Bebeklerde görme kaybı nasıl önlenebilir? Haber

Bebeklerde görme kaybı nasıl önlenebilir?

ROP, bebeklerde, özellikle düşük doğum ağırlığına veya prematüre doğuma sahip olanlarda gelişen bir göz hastalığı olduğunu belirten Göz Sağlığı Hastalıkları Uzmanı Cihan Büyükavsar, "ROP, bebeklerin retinasındaki (gözün arka iç tabakası) damarların anormal büyümesi sonucu ortaya çıkar. Bu durum, bebeklerin doğumdan önceki haftalarında veya aylarında gerçekleşebilir ve erken doğmuş bebeklerde daha yaygındır. Prematüre Retinopatisi, bebeklerin prematüre doğum sebebiyle gözlerinin tam olarak gelişmemiş olmasından kaynaklanır. Normalde, retinanın kenarında bulunan ve gözün merkezine doğru büyüyen damarlar, prematüre bebeklerde yeterince gelişemez ve anormal şekilde büyüyebilir. Bu anormal büyüme, ciddi vakalarda retinayı çepeçevre saran ve görme kaybına yol açabilecek kalın, lifli bir doku olan fibrovasküler proliferasyona (FVP) yol açabilir" dedi. ROP'nin tedavisi, hastalığın ciddiyetine ve evresine bağlı olarak değişebildiğini belirten Büyüksavar, "Hafif vakalarda, göz doktorları hastayı yakından takip edebilir ve doğal olarak düzelmesine izin verebilirler. Ancak, vakalar ilerledikçe ve tedavi gerektiğinde, lazer tedavisi veya ilaç enjeksiyonları gibi cerrahi müdahaleler uygulanabilir. Erken tanı ve tedavi, ROP'nin ilerlemesini durdurabilir ve görme kaybını önleyebilir.
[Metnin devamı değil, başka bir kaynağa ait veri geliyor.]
PR #245, opened 2022-09-28
fix on_release never happening

Fredemus:
Changing `MouseEnter` [here](https://github.com/vizia/vizia/blob/main/crates/vizia_core/src/modifiers/actions.rs#L163) to `MouseOver` seems to fix `on_hover` too, but from reading what it should do, I'd think something's wrong in [hover.rs](https://github.com/vizia/vizia/blob/main/crates/vizia_core/src/systems/hover.rs).

### DIFF
--- a/crates/vizia_core/src/modifiers/actions.rs
+++ b/crates/vizia_core/src/modifiers/actions.rs
@@ -102,7 +102,7 @@ impl<V: View> View for Release<V> {
         self.view.event(cx, event);
 
         event.map(|window_event, meta| match window_event {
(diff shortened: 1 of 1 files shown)


geom3trik:
While this may be a valid fix, I'm going to hold off on merging this because I have a change in the works that would replace this.

Fredemus:
Fair, just thought I'd see if I could find the problem and maybe offer a temporary fix. Do you want me to close this PR?

geom3trik:
Closing in favour of #180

Bu hastalığın belirtileri ve tedavileri hakkında daha fazla bilgi almak için bir göz doktoruna başvurmak önemlidir. Göz doktorları, bebeklerin göz sağlığını izlemek ve gerektiğinde müdahalede bulunmak için düzenli kontroller yapabilirler. Prematüre Retinopatisi takibi, erken doğmuş veya düşük doğum ağırlığına sahip bebekler için hayati öneme sahip bir süreçtir. Prematüre Retinopatisinin belirtileri erken doğumdan sonraki haftalar veya aylarda ortaya çıkabilir, bu yüzden risk altındaki bebekler düzenli göz muayenelerine tabi tutulmalıdır" diye konuştu. BU HABER DE İLGİNİZİ ÇEKEBİLİR: Diyetlere dikkat! Kilo vermek her zaman iyi bir şey olmayabilir

Gözünüzü yeterince koruyor musunuz? Haber

Gözünüzü yeterince koruyor musunuz?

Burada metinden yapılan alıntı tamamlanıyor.